## TASK INPUT
= Beginning of Section =

PR #2133, opened 2021-04-20
add 3 style sizes from figma

### LINKED ISSUE #2110: 3 standard sizes for icons?
From Design Gilde:
Discuss how to set 3 standard sizes for icons/svgs

image

danyball:
Fixes #2110 

# Merge Checklist:
- [x] Tests are sufficient.


src/components/10-atoms/icon/ui.test.js
```diff
@@ -42,9 +42,26 @@ test('should not render "undefined" string', async t => {
...
+);
+test('should set size to original svg dimensions', async t => {
+  await t.expect(svgImageItem.getStyleProperty('width')).eql('100px');
+  await t.expect(svgImageItem.getStyleProperty('height')).eql('100px');
```
raphaellueckl: Hm we once decided to only write playwright tests and not use or adapt testcafe tests. :/

danyball: Ups :(

src/components/00-materials/README.md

= End of Section =

## PROBLEM
For this exercise, output exactly the lines above from the line with "add 3 style sizes from figma" to the line with "raphaellueckl: Hm we", counting both, and leave out the rest.

## ANSWER BELOW
add 3 style sizes from figma

### LINKED ISSUE #2110: 3 standard sizes for icons?
From Design Gilde:
Discuss how to set 3 standard sizes for icons/svgs

image

danyball:
Fixes #2110 

# Merge Checklist:
- [x] Tests are sufficient.


src/components/10-atoms/icon/ui.test.js
```diff
@@ -42,9 +42,26 @@ test('should not render "undefined" string', async t => {
...
+);
+test('should set size to original svg dimensions', async t => {
+  await t.expect(svgImageItem.getStyleProperty('width')).eql('100px');
+  await t.expect(svgImageItem.getStyleProperty('height')).eql('100px');
```
raphaellueckl: Hm we once decided to only write playwright tests and not use or adapt testcafe tests. :/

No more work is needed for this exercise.